Segment Start: THE DATA
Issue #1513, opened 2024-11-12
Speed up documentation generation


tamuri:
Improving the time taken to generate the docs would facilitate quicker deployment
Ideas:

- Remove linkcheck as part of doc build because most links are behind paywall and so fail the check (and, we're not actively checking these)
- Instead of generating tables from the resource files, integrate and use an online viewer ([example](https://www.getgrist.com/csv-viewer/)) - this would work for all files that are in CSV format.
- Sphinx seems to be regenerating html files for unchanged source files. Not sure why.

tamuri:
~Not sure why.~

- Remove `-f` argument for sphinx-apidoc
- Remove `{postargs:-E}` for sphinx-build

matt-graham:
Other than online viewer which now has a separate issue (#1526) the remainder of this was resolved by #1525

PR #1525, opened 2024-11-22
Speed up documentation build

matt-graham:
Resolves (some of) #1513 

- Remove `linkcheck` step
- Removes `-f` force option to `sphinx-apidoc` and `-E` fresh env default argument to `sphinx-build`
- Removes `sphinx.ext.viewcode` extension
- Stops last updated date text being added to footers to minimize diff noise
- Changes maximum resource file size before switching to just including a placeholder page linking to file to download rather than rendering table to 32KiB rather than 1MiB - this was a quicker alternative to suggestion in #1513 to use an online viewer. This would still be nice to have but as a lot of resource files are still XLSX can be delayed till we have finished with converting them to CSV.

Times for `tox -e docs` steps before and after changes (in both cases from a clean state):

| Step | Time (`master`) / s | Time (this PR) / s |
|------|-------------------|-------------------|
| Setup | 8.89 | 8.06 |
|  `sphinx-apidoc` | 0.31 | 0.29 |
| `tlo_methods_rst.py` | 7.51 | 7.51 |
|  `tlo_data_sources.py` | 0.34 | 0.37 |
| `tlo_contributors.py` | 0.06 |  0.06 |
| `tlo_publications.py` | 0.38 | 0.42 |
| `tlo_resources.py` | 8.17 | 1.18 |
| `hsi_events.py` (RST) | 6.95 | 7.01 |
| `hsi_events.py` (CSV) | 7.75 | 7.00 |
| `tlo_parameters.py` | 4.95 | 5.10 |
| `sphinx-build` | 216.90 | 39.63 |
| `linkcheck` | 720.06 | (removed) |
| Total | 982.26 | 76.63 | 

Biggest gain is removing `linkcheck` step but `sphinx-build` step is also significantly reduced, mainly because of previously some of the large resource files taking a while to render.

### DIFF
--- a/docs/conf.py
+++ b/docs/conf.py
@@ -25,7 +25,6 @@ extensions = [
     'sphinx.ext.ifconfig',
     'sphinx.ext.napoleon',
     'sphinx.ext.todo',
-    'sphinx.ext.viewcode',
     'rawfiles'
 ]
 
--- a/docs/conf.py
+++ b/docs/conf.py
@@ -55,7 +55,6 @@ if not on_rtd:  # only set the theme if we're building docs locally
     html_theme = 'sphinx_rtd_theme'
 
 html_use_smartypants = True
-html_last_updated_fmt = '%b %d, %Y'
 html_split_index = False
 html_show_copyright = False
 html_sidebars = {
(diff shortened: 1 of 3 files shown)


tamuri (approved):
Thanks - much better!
Segment End: THE DATA
Segment Start: THE DATA
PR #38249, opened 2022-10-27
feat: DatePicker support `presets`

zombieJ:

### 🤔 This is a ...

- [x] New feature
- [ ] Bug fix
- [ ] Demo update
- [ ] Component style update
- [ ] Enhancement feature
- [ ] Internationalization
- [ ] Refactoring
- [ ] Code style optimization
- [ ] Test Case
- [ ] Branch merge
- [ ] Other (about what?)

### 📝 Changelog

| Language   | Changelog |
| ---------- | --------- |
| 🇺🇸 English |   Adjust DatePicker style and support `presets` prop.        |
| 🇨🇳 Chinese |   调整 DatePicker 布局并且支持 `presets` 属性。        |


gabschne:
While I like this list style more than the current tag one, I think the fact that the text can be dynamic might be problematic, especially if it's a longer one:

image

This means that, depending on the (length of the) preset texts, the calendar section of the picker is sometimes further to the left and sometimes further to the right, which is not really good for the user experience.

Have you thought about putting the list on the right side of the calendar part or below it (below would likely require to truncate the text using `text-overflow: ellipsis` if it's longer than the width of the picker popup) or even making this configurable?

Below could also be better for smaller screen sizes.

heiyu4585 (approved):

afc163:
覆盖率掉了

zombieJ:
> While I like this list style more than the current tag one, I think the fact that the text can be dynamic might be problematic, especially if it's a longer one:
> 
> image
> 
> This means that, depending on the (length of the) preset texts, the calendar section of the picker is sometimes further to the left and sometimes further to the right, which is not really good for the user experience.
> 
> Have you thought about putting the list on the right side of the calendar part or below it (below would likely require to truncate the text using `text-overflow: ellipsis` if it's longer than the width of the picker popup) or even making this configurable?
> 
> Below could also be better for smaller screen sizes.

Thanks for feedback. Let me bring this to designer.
Segment End: THE DATA
Segment Start: THE DATA
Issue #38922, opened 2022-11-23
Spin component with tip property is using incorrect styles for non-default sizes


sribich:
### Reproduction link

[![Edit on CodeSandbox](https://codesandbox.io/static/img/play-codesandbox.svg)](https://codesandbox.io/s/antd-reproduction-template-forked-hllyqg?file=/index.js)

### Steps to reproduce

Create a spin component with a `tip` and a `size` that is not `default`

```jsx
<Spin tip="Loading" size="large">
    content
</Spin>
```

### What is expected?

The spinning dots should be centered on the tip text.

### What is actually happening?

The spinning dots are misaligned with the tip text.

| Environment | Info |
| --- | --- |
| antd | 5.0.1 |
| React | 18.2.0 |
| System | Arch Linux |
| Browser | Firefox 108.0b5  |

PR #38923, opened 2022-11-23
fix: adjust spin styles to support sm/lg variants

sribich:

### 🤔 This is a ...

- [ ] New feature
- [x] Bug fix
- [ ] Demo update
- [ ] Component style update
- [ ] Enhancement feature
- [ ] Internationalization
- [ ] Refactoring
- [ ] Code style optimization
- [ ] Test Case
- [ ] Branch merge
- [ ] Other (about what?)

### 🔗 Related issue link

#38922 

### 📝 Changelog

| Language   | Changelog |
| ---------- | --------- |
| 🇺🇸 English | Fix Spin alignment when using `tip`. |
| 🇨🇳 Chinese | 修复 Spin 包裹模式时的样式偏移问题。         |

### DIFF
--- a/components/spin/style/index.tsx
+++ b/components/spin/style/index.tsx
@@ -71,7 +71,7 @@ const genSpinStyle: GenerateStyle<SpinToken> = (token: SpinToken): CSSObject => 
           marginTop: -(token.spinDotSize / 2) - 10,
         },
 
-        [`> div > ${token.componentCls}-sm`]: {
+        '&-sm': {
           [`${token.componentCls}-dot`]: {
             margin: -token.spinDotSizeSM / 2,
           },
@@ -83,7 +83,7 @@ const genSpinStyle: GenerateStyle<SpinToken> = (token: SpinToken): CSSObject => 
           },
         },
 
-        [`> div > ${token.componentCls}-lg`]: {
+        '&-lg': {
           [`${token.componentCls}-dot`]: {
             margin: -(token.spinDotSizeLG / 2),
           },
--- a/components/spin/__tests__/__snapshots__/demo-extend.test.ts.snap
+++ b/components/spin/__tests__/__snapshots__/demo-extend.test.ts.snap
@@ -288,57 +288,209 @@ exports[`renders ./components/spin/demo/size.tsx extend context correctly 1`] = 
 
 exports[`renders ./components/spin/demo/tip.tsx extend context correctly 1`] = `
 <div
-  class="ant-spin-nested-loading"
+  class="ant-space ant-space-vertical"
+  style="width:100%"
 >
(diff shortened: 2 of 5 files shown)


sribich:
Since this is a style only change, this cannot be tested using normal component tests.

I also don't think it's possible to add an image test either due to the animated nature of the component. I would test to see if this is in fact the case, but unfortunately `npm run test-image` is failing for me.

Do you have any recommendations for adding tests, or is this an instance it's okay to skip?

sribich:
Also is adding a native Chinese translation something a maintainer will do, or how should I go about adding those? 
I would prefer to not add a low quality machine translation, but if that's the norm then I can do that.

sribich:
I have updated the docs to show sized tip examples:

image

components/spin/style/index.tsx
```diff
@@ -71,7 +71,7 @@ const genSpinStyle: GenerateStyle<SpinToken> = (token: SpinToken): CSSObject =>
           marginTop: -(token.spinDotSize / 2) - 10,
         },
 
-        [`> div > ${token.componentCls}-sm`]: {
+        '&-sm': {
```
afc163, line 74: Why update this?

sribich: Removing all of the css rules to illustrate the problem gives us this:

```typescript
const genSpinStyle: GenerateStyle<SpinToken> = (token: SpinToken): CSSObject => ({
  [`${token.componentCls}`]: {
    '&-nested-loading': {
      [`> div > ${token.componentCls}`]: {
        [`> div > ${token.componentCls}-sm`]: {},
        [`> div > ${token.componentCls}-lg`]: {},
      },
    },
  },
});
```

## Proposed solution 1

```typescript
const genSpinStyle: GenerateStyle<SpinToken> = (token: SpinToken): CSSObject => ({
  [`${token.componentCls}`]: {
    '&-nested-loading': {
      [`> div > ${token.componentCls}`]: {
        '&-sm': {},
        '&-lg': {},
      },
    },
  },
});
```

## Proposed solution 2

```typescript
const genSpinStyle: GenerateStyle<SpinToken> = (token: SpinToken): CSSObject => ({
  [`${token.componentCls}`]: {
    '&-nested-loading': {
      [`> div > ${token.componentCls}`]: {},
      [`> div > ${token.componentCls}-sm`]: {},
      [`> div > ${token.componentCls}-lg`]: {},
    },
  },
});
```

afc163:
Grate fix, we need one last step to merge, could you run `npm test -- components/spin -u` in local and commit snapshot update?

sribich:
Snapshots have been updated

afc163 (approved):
Segment End: THE DATA
• TASK:
All lines above containing the string "from": copy each one.

• SOLUTION FOR THIS TASK:
- Instead of generating tables from the resource files, integrate and use an online viewer ([example](https://www.getgrist.com/csv-viewer/)) - this would work for all files that are in CSV format.
Times for `tox -e docs` steps before and after changes (in both cases from a clean state):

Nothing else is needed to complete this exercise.